Seems like there are some really great meals made from left over smoked treats on this forum.  How about we create a catagory so that they are all in one place??


----------



## rdknb (Mar 6, 2010)

Thats a great Idea, I am loving to smoke but with me watching my weight and only two of us here we are having a lot of leftovers and are looking for ways to recreate them during the week


----------



## fire it up (Mar 6, 2010)

I had thought about that a while back and it was suggested I start a poll to see if a leftovers section was desired but the results of the poll showed that not enough people were interested and so the idea kind of faded away.


----------



## richoso1 (Mar 6, 2010)

Who ends up with leftovers?
Honestly, it is a good suggestion, that could even be a throwdown category.


----------



## chisoxjim (Mar 6, 2010)

im all for a leftovers category.  

I always have leftovers,  if your gonna fire up the smoker might as well load it up.


----------



## dirt guy (Mar 6, 2010)

Some of my best meals are created with leftover smokes. But, I'm with Fire It Up. I don't think there would be enough interest for them. Besides, you could do the same meal and pretend it wasn't from leftovers, but right out of the smoker
	

	
	
		
		



		
			






. It would still be posted to the appropriate food category. 

My feeble mind has enough trouble making it through all of the forums right now. If I don't check them from time to time, some posts cycle through the active threads before I ever see them.

My two pennies.


----------



## fourthwind (Mar 6, 2010)

I have seen some great recipes and methods created by folks on this forum from leftovers.  I think it would catch on.  
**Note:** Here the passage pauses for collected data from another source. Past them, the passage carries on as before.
PR #35842, opened 2025-04-04
APM: Begin introducing new Trace Payload format

ajgajg1134:
### What does this PR do?
This PR begins the process of implementing the Efficient Trace Payload. This initial PR implements the Unmarshalling code for these new payloads - note here that the wire format is different from the new Internal* types. NOTE: I made use of the Cursor IDE here but all code was reviewed and modified by me.

### Motivation
See the [RFC](https://docs.google.com/document/d/1hNS6anKYutOYW-nmR759UlKXUdT6H0mRwVt7_L70ESc/edit?tab=t.0#heading=h.yzp9l1fml007) for full motivation on the changes.

For the motivation of why this PR is the way it is - to avoid a single MASSIVE PR we have decided to implement and review changes in as small of chunks as we can.

There are a number of unit tests here as well as fuzz tests. I ran each of the fuzz tests for at least 5 minutes (after fixing the issues they initially found) And no subsequent issues were found.

This code does nothing yet but adds a bit of binary size, this increase in size will be well worth the improvements here and should be small overall.


pkg/proto/datadog/trace/idx/span.proto
```diff
@@ -0,0 +1,153 @@
+syntax = "proto3";
+
+package datadog.trace.idx;
+
+option go_package="pkg/proto/pbgo/trace/idx";
+
+message AnyValue {
+	oneof value {
+		// @gotags: json:"string_value" msg:"string_value"
+		uint32 stringValue = 1;
```
ichinaski, line 10: Maybe we can be more descriptive about this field name, making it more obvious that it's a String reference/key/othername? (eg `stringRef` or similar)

It would also leave room, if needed in the future, to have an actual `string stringValue` (just in case)

pkg/proto/datadog/trace/idx/span.proto
```diff
@@ -0,0 +1,153 @@
...
+    fixed64 start = 6;
+    // duration is the time length of this span in nanoseconds.
+    // @gotags: json:"duration" msg:"duration"
+    uint64 duration = 7;
+    // if there is an error associated with this span
+    // @gotags: json:"error" msg:"error"
+    bool error = 8;
+    // meta is a mapping from tag name to tag value for string-valued tags.
+    // @gotags: json:"attributes,omitempty" msg:"attributes,omitempty"
+    repeated KeyValue attributes = 9;
```
ichinaski, line 101: I recall talking about this at some point, but forgot the exact discussion 😅 

Isn't there a way to preserve the map-like structure of the existing `meta`/`metrics` fields? (eg map of keys to list of values if multiple values per key are needed). I worry about linear data access the repeated field would enforce.

pkg/proto/datadog/trace/idx/tracer_payload.proto
```diff
@@ -0,0 +1,70 @@
...
+	// @gotags: json:"app_version" msg:"app_version"
+	uint32 appVersion = 10;
+	// a collection of key to value pairs common in all `chunks`
+	// @gotags: json:"attributes" msg:"attributes"
+	repeated KeyValue attributes = 11;
+	// chunks specifies list of containing trace chunks.
+	// @gotags: json:"chunks" msg:"chunks"
+	repeated TraceChunk chunks = 12;
+
+}
```
ichinaski, line 70: We probably need an additional `AgentPayload` message to wrap the payloads we'll send to the Intake?

pkg/proto/pbgo/trace/idx/internal_span.go
```diff
@@ -0,0 +1,148 @@
...
+
+// Add adds a string to the string table if it doesn't already exist and returns the index of the string
+func (s *StringTable) Add(str string) uint32 {
+	if idx, ok := s.lookup[str]; ok {
+		return idx
+	}
+	return s.addUnchecked(str)
+}
+
+// Get returns the string at the given index - panics if out of bounds
```
ichinaski, line 37: to ease the access, maybe the signature and implementation could account for missing strings by returning `(string, error)` or `(string, bool)`?

pkg/proto/datadog/trace/idx/span.proto
```diff
@@ -0,0 +1,153 @@
...
+   uint32 tracestate = 4;                      // Optional. W3C tracestate.
+   // @gotags: json:"flags" msg:"flags"
+   uint32 flags = 5;                           // Optional. W3C trace flags. If set, the high bit (bit 31) must be set.
+}
+
+message SpanEvent {
+  // @gotags: json:"time" msg:"time"
+  fixed64 time = 1; // time is the number of nanoseconds between the Unix epoch and this event.
+  // @gotags: json:"name" msg:"name"
+  uint32 name = 2; // name is this event's name.
```
ichinaski, line 64: Similar to the other comment, I think all fields that are string references could be more descriptive to avoid confusion. It should be very clear when a `uint32` is a string key, and when an actual integer. Something like `nameKey`, `nameRef`, or `nameIdx` maybe?

(This suffix suggestion is not for this field only, just a general observation applicable to all related fields)

pkg/proto/datadog/trace/idx/span.proto
ajgajg1134: Ahh good catch here, I meant to move this to map but missed it!

pkg/proto/datadog/trace/idx/span.proto
ajgajg1134: Yeah definitely, this also frees up those names for helper methods like `func Name() string` for ease of use

pkg/proto/pbgo/trace/idx/internal_span.go
ajgajg1134: Yeah I think that's a good idea - I think most usages outside this package will not call this method directly, but use higher level functions that handle interacting with the string table for you

ichinaski (approved):
LGTM! 💯

CelianR (approved):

What got me thinking about this is the soup I created today.  Left over Brisket and onion soup.  Most of the time I dont have left over Brisket, but my last one got a bit dry on the end.  Cut it up and throw it into soup is the solution!


----------



## ronp (Mar 6, 2010)

I think it would be a good idea.


----------



## desertlites (Mar 7, 2010)

It's just me here and I find that if I'm gonna be smoking I will be filling the smoker not only for lunches and dinners for the freezer but always making leftovers outta my smoked items-I think a leftover section would be a plus if theres room and the intrest in it.


----------



## chuckwagonbbqco (Mar 7, 2010)

As a chuck wagon cook I have learned to make many things with leftovers. It is just part of the deal.
I have cooked in the dutch ovens: 
Brisket Hash
Brisket Miroton
Brisket Stroganoff
Brisket Chili
Brisket Fricadelles
Brisket Croquettes
Brisket Stuffed Peppers
Brisket Stew
Brisket Sheperds Pie
Brisket Curry
Brisket Pasties
and Brisket Mincemeat Pie 
we will address pork and chicken later


----------



## fourthwind (Mar 10, 2010)

Whadda ya say Jeff??  Dutch?? Anyone??


----------



## herkysprings (Mar 11, 2010)

How about leftovers / pre-event BBQ storage and re-heating / extended storage (freezer) and re-heating


----------



## mballi3011 (Mar 11, 2010)

Hey BRIAN hey JERRY how about a leftover catagory in the forum please....


----------



## dubmike (Mar 11, 2010)

i think its a great idea!! i dont always end up with leftovers, but sometime do and have not a clue what to do with them sometimes, so i have been comin here since i found this forum.


----------